PR #93, opened 2018-12-02
Added Session07 - html_render

nallarun10:


students/arun_nalla/session07/html_render.py
```diff
@@ -0,0 +1,137 @@
...
+
+class P(Element):
+    tag = 'p'
+
+class Head(Element):
+    tag = 'head'
+
+class OneLineTag(Element):
+    tag = 'title'
+
```
hosungs, line 77: Minor: You may want to override `__init__()` here, so that `None` for `content` or any non-string `content` is not accepted for `OneLineTag` instances.

students/arun_nalla/session07/html_render.py
```diff
@@ -0,0 +1,137 @@
...
+class SelfClosingTag(Element):
+
+    def __init__ (self, content = None, **kwargs):
+        if content is not None:
+            raise TypeError ('Cannot have content')
+        super().__init__(content=content, **kwargs)
+
+    def _open_tag(self, cur_ind = ''):
+        open_tag = '<{}{}/>'.format(self.tag, self.attributes())
```
hosungs, line 98: Minor: I think there should be a blank space before `/>` all the time...?

students/arun_nalla/session07/html_render.py
```diff
@@ -0,0 +1,137 @@
...
+        return cur_ind + open_tag
+
+    def render(self, outfile, cur_ind = ''):
+        open_tag = '<{}{}/>'.format(self.tag, self.attributes())
+        outfile.write(cur_ind)
+        outfile.write(open_tag)
```
hosungs, line 104: Why duplicate code (same as in `_open_tag()`)? Looks like all this could be easily done by `outfile.write(self._open_tag(cur_ind))`...?

hosungs (approved):
Looks good overall, except a few minor comments I mentioned in this PR. Feel free to ignore them or push a new commit addressing them. Closing this PR as is, because the due was over already. Thanks!

PR #94, opened 2018-12-02
Circle and Sphere classes with tests for session08

motians:


students/shawn_degraw/session08/circle.py
```diff
@@ -0,0 +1,81 @@
...
+        return round(pi * self.radius ** 2, 6)
+
+    def __str__(self):
+        return "Circle with radius: {}".format(self.radius)
+
+    def __repr__(self):
+        return "Circle({})".format(self.radius)
+
+    def __add__(self, other):
+        return type(self)(self.radius + other.radius)
```
hosungs, line 49: Interesting to see this. I thought `Circle(self.radius + other.radius)` would be just fine and desirable, but it looks like this makes more sense or desirable (unless there's some Python gotcha I don't know about)... Thanks for being inquisitive!

students/shawn_degraw/session08/test_circle.py
```diff
@@ -0,0 +1,262 @@
...
+def test_setarea():
+
+    c = Circle(2)
+
+    try:
+        c.area = 12
+    except AttributeError:
+        assert(True)
+    else:
+        assert(False)
```
hosungs: I have to admit that I don't remember the syntax and I looked this up, but a better pytest syntax for this would be as follows:
```
    with pytest.raises(AttributeError):
        c.area = 12
```
Our course material (and associated example code) definitely talks about this syntax, but we rarely used this, so it might feel remote. Hopefully this time all of us remember this syntax... :)

students/shawn_degraw/session08/test_circle.py
```diff
@@ -0,0 +1,262 @@
...
+    assert c.diameter == 8
+
+
+# Step 6 tests
+
+def test_repr():
+
+    c = Circle(5)
+    d = repr(c)
+    assert d == 'Circle(5)'
```
hosungs: Not bad, but probably `assert eval(d) == c` might have been more desirable.

hosungs (approved):
Looks good. Just left a few minor comments. I'd not hesitate merging/closing this PR, but I'll leave this open until the due is over. Thanks for your diligence and good work!

PR #95, opened 2018-12-04
circle/sphere and more html_render work

ghost:


students/timm67/session08/circle.py
```diff
@@ -0,0 +1,75 @@
...
+"""
+
+from math import pi
+
+
+class Circle():
+    _radius = float(0.0)
+    _diameter = float(0.0)
+    _area = float(0.0)
+    _circumference = float(0.0)
```
hosungs: Not sure why you defined these class attributes, when they better/should be instance attributes that should be defined in `__init__()` (which you did). Probably these lines (13-16) can/should be removed.

students/timm67/session08/circle.py
```diff
@@ -0,0 +1,75 @@
...
+    @property
+    def diameter(self):
+        print("in diameter getter")
+        return self._diameter
+
+    @diameter.setter
+    def diameter(self, dia):
+        print("in diameter setter")
+        radius_in = dia // 2
+        self.__init__(radius_in)
```
hosungs, line 61: Good job not forgetting this! Yes, on every setter, all the derivative attributes should be recomputed in your design here (which is optimizing for less computation, not recalculating the area, the circumference, and the diameter every time any of those properties is accessed). Otherwise, there'll be inconsistencies among attributes, which you nicely avoided!

students/timm67/session08/circle.py
```diff
@@ -0,0 +1,75 @@
...
+
+    def __init__(self, radius):
+        self._radius = float(radius)
+        self._diameter = float(2.0) * self._radius
+        self._area = pi * (self._radius * self._radius)
+        self._circumference = float(2.0) * pi * self._radius
+
+    @classmethod
+    def from_diameter(self, dia):
+        radius_in = dia // 2
```
hosungs, line 22: Minor: Hmm... Why integer division on `dia`?

students/timm67/session08/circle.py
```diff
@@ -0,0 +1,75 @@
...
+        return Circle(radius_in)
+
+    def __str__(self):
+        return "Circle with radius [{0:6.2f}]".format(self._radius)
+
+    def __repl__(self):
+        return "Circle({0:d})".format(int(self._radius))
```
hosungs, line 29: Why `int(...)`, when `self._radius` can be any float number?

hosungs (commented):
Too bad that there are now 3 assignments all piled up on this PR... It looks like your html_render assignment is yet to be completed (with the HTML tag attributes), so the PR couldn't have been merged/closed earlier. It also looks like you finished the circle assignment quite quickly, and moved on to oo_mailroom right away, all of which are really great to see by the way, but it looks like we'll have to use this PR for all 3 assignments. Just enter this PR's URL in all 3 assignments' Canvas submissions. Thanks!

students/timm67/session07/html_render.py
```diff
@@ -4,28 +4,164 @@
...
+
+    def render(self, out_fd, indent_in=''):
+        try:
+            # render DOCTYPE
+            if isinstance(self, Html) is True:
+                out_fd.write('{0}\n'.format(self._doctype))
+            if(len(self._attributes) > 0):
+                out_fd.write('{0}<{1} '.format(indent_in, self._tag))
+                for key, value in self._attributes.items():
+                    out_fd.write('{0}={1} '.format(key, value))
```
hosungs: You are still missing `"` around `{1}` that'll cause test failures.

students/timm67/session07/html_render.py
```diff
@@ -4,28 +4,164 @@
...
+    def append(self, content_in):
+        raise NotImplementedError
+
+    def render(self, out_fd, indent_in=''):
+        try:
+            if(len(self._attributes) > 0):
+                out_fd.write('{0}<{1} '.format(indent_in, self._tag))
+                for key, value in self._attributes.items():
+                    out_fd.write('{0}={1} '.format(key, value))
+                out_fd.write('> ')
```
hosungs: Not good to have duplicate code, especially when it's buggy (because fixing the same bug on all the duplicate parts is very error-prone). Consider creating a separate function that performs this part only and reuse it as needed.

students/timm67/session07/html_render.py
```diff
@@ -4,28 +4,164 @@
...
-                for line in self.content:
-                    try:
-                        fd.write(line)
-                    except IOError:
-                        print("I/O Error with file [{0}] on writeline".format(out_file))
-                        return
+            if(len(self._attributes) > 0):
+                out_fd.write('{0}<{1} '.format(indent_in, self._tag))
+                for key, value in self._attributes.items():
+                    out_fd.write('{0}={1} '.format(key, value))
```
hosungs: More duplicate code in that same regard...

hosungs (commented):
Looking more, after receiving more commit notification email, but not sure if my comments were addressed, and if any of the open assignments is fully finished... I guess I'll have to leave this PR open, but please continue working on finishing one assignment at a time and let us know. Thanks.

ghost:
@hosungs: I implemented the changes you suggested and that helped me to fix subtle gotchas in the property handling. I have submitted the file(s) for grading. Pull request should be OK to process. Thank you for your help.

students/timm67/session07/html_render.py
```diff
@@ -7,25 +7,201 @@
...
-                        return
+            # render DOCTYPE
+            if isinstance(self, Html) is True:
+                out_fd.write('{0}\n'.format(self._doctype))
+
+            num_attr = self.render_attributes(out_fd, indent_in)
+            if (num_attr > 0):
+                out_fd.write('>\n')
+            else:
+                out_fd.write('\n')
```
hosungs, line 52: The `render_attributes()` is definitely a good change, but I'm not sure why you put these lines (49-62) here, outside `render_attributes()`, when they seem to fit in the `render_attributes()` just fine...?

students/timm67/session07/html_render.py
```diff
@@ -7,25 +7,201 @@
...
+
+    def render_attributes(self, out_fd, indent_in):
+        num_attrib = len(self._attributes)
+        if(num_attrib > 0):
+            out_fd.write('{0}<{1} '.format(indent_in, self._tag))
+            for key, value in self._attributes.items():
+                out_fd.write('{0}="{1}" '.format(key, value))
+        else:
+            out_fd.write('{0}<{1}>'.format(indent_in, self._tag))
+        return num_attrib
```
hosungs: You don't need to (and shouldn't) redefine `render_attributes()` here with the same duplicate code, because this class inherits from `Element`, where `render_attributes()` is already defined with exactly the same code. That's the whole point of inheritance: code reuse and avoidance of duplicate code.

students/timm67/session07/html_render.py
```diff
@@ -7,25 +7,201 @@
...
+
+    def render_attributes(self, out_fd, indent_in):
+        num_attrib = len(self._attributes)
+        if(num_attrib > 0):
+            out_fd.write('{0}<{1} '.format(indent_in, self._tag))
+            for key, value in self._attributes.items():
+                out_fd.write('{0}="{1}" '.format(key, value))
+        else:
+            out_fd.write('{0}<{1} '.format(indent_in, self._tag))
+        return num_attrib
```
hosungs, line 115: Ditto.

hosungs (commented):
The `render_attributes()` is definitely a good change, but there's still unnecessary code duplication. Left some comments on that, and I think it should be addressed for good object-oriented programming practice.

hosungs (commented):
Took a quick look and the `MailroomCli` class looks good! Since this PR couldn't be closed before you tackle all the pending assignments, I'll keep this open until the due is fully over or until you declare you are fully completed. Thanks!

ghost:
Hi @hosungs . Added missing grid printer assignment. I think OO mailroom is in good shape. Both have been submitted. I think it is safe to go ahead with the PR. Thanks for your guidance.

students/timm67/session02/print_grid.py
```diff
@@ -1,10 +1,82 @@
...
+            if (cur_row % column_width) == 0 and (cur_col % column_width) == 0:
+                grid += _intersect
+            elif (cur_row % column_width) == 0:
+                grid += _line
+            elif (cur_col % column_width) == 0:
+                grid += _vertline
+            else:
+                grid += _space
+            cur_col += 1
+        cur_row += 1
```
hosungs, line 64: Why use `cur_row` and `cur_col`, when `i` and `j` seem to be the same corresponding values?

hosungs (commented):
Looked at your `print_grid` submission, and left a comment. It's been quite a long while since it was due, so I may not remember exactly what's expected, but it doesn't look complete yet, based on my cursory memory of the multi-step instructions. Just make sure to submit this to the corresponding Canvas assignment, so that this can be graded/reflected in your final score. Keep pushing new commits as needed, as this PR already contains multiple assignments submissions anyway.

students/timm67/session08/circle.py
ghost: Addressed.

students/timm67/session08/circle.py
ghost: radius input is always an int and converted to float in constructor and subsequent calcs (just wanted to be consistent)

students/timm67/session08/circle.py
ghost: Thanks for the guidance.

students/timm67/session07/html_render.py
ghost: Fixed.

students/timm67/session07/html_render.py
ghost: Fixed

students/timm67/session07/html_render.py
ghost: Minor change I'd like to forgo to avoid code churn. Yes could be in render_attributes()

students/timm67/session07/html_render.py
ghost: dup code issue resolved

students/timm67/session07/html_render.py
ghost: dup code issue resolved

students/timm67/session02/print_grid.py
ghost: Yes, true. Could have used cur_row, and cur_col as iterators. I knew I needed two loops, so I roughed them out quick, and worked on the logic inside the loops. I think I have implemented what was asked for in the assignment and run all the examples in the 'how to' document.

hosungs (commented):
Saw your responses to my comments with more commits. Tried to look them up and verify myself, but it's getting too hard because of so many commits and files already. I'll have to assume that what you addressed are what I intended.

Please make sure to leave a comment in this PR, if you want me to review your future commits and provide feedback. Otherwise, I'll assume those commits are your WIP and wait for your request in a comment. Also, all the grading will be done over Canvas with your final submission, so please do make sure to submit your final versions there in the corresponding Canvas assignment dropboxes. Thanks.

hosungs:
Closing this PR as communicated over email (Tim said he's done).

PR #96, opened 2018-12-04
Session 7 submittals for Dave Arasim

davidarasim:


students/dave_arasim/session07/html_render.py
```diff
@@ -0,0 +1,166 @@
...
+    def append(self, new_content):
+        self.contents.append(new_content)
+
+    def _open_tag(self):
+        nv_pairs = ''
+
+        if self.attrs is not None:
+            for key,value in self.attrs.items():
+                nv_pairs += ' ' + str(key) + '='
+                nv_pairs += '"' + str(value) + '"'
```
hosungs, line 34: Minor: The whole lines 31-34 could be reduced to just 1 line as follows (using list comprehension):
```
nv_pairs = ''.join(' {}={}'.format(key, value) for key, value in self.attrs.items())
```

students/dave_arasim/session07/html_render.py
```diff
@@ -0,0 +1,166 @@
...
+        return "</{}>".format(self.tag)
+
+    def render(self, out_file):
+        if self.doctype != '':
+            out_file.write(self.doctype)
+        out_file.write(Element.indent_str * Element.indent_level)
+        out_file.write(self._open_tag())
+        out_file.write("\n")
+
+        Element.indent_level += 1
```
hosungs, line 48: This is an interesting approach and possibly works (unless it's used in multiple threads), but this is essentially like using a global variable to keep track of the indentation level. Probably a better/desired approach is to pass the indentation string (a number of blank spaces) in the `render(...)` call, which will call its sub-element's (content's) `render(...)` with an extended indentation string.

hosungs (commented):
Looks good overall, with just a few minor comments. Will merge/close this PR for your continued work. Thanks!

PR #97, opened 2018-12-09
Late assignment for session08 Circle Class

yushusongmsazure:


students/yushus/session08/Circle.py
```diff
@@ -0,0 +1,108 @@
...
+
+    def __le__(self, other):
+        if isinstance(other, Circle):
+            return self.radius <= other.radius
+        raise TypeError('{other} has to be a Circle type')
+
+    def __eq__(self, other):
+        if isinstance(other, Circle):
+            return self.radius == other.radius
+        raise TypeError('{other} has to be a Circle type')
```
hosungs, line 83: Minor: All the `isinstance(other, Circle)` checks might not be considered very good/Pythonic. I think you can let the caller handle any thrown exception because of passing an incompatible type object, or at least just do `try: ... except:` with recasting the `AttributeError` to something you want (like `TypeError` in your code). No modification is required.

hosungs (approved):
Looks good overall for the circle class assignment, merging/closing this PR. Thanks.

PR #98, opened 2018-12-10
Added Circle assigment

nallarun10:


students/arun_nalla/session08/circle.py
```diff
@@ -0,0 +1,120 @@
...
+""" Circle class assignment by
+Arun Nalla 12/08/2018"""
+
+from math import pi
+import random
+
+class Circle():
+
+    def __init__(self, radius):
+        if radius >= 1:
```
hosungs: Shouldn't this be `if radius > 0:`, if you don't want to allow 0-radius circle? Note that radius doesn't have to be integer. It's a minor point, though, I suppose...

students/arun_nalla/session08/circle.py
```diff
@@ -0,0 +1,120 @@
...
+            self.radius = radius
+        else:
+            raise ValueError ('Value is less than or equal to zero')
+
+    @property
+    def diameter(self):
+        self.diameter = self.radius * 2
+        return self.radius
```
hosungs: Why return `self.radius`, after computing `self.diameter`? Also you don't need to save the computed result to an attribute (`self.diameter`). You can just return the computed value as is (`return self.radius * 2`).

hosungs (commented):
Left a few comments (minor ones that better be addressed). Will wait for them to be addressed, before merging/closing this PR. Thanks.

students/arun_nalla/session08/circle.py
nallarun10: Thanks Housung, added revised file.

hosungs (approved):
Thanks for your revision. Merging/closing this PR as such.

PR #99, opened 2018-12-10
Initial pull request for mailroom_oo

motians:


students/shawn_degraw/session09/mailroom_oo/cli_main.py
```diff
@@ -1,23 +1,66 @@
...
+
+
+def printreport():
+    """ Prints report created in the class """
+
+    print(donor_database.create_report())
+    print()
+
+
+def printthankyou(name, donationamount):
```
hosungs, line 47: Minor: This is OK, but I think this function could/better be a method of the `DonorCollection` class, or even the `Donor` class.

students/shawn_degraw/session09/mailroom_oo/donor_models.py
```diff
@@ -23,18 +22,131 @@ def name(self):
...
+
+    def create_report(self):
+        """ Generates report line by line and returns report as a string """
+
+        reportbody = self.report_header()
+        for donor in self.collect_data():
+            dobject = self.search_name(donor)
+            reportbody = "\n".join([reportbody, "{:<27}${:>11.2f} {:>11d}  ${:>12.2f}".format(dobject.name,
+                                    dobject.total_donations / 100, dobject.number_donations, dobject.average_donation / 100)])
+        return reportbody
```
hosungs: Minor: Better practice to construct a multi-line string output is to use a list:
```
lines = [self.report_header()]
for donr in self.collect_data():
    dobject = self.search_name(donor)
    lines.append("{:<27}${:>11.2f} {:>11d}  ${:>12.2f}".format(dobject.name., dobject.total_donations / 100, dobject.number_donations, dobject.average_donation / 100)
return '\n'.join(lines)
```

hosungs (commented):
Looks good overall, almost ready to get merged/closed, but I'll leave this PR open until the due is over. Thanks!

students/shawn_degraw/session09/mailroom_oo/donor_models.py
motians: Modified create_report to use a list instead of string. Easy fix and still returned a string so no change in my cli_main.py module.

hosungs: Saw it and looks good, though it could have been simpler with a list comprehension. No need to change further, though.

:: Assigned task ::
Copy all the lines from the data above that hold the word "completed".

:: Solution below ::
Too bad that there are now 3 assignments all piled up on this PR... It looks like your html_render assignment is yet to be completed (with the HTML tag attributes), so the PR couldn't have been merged/closed earlier. It also looks like you finished the circle assignment quite quickly, and moved on to oo_mailroom right away, all of which are really great to see by the way, but it looks like we'll have to use this PR for all 3 assignments. Just enter this PR's URL in all 3 assignments' Canvas submissions. Thanks!
Took a quick look and the `MailroomCli` class looks good! Since this PR couldn't be closed before you tackle all the pending assignments, I'll keep this open until the due is fully over or until you declare you are fully completed. Thanks!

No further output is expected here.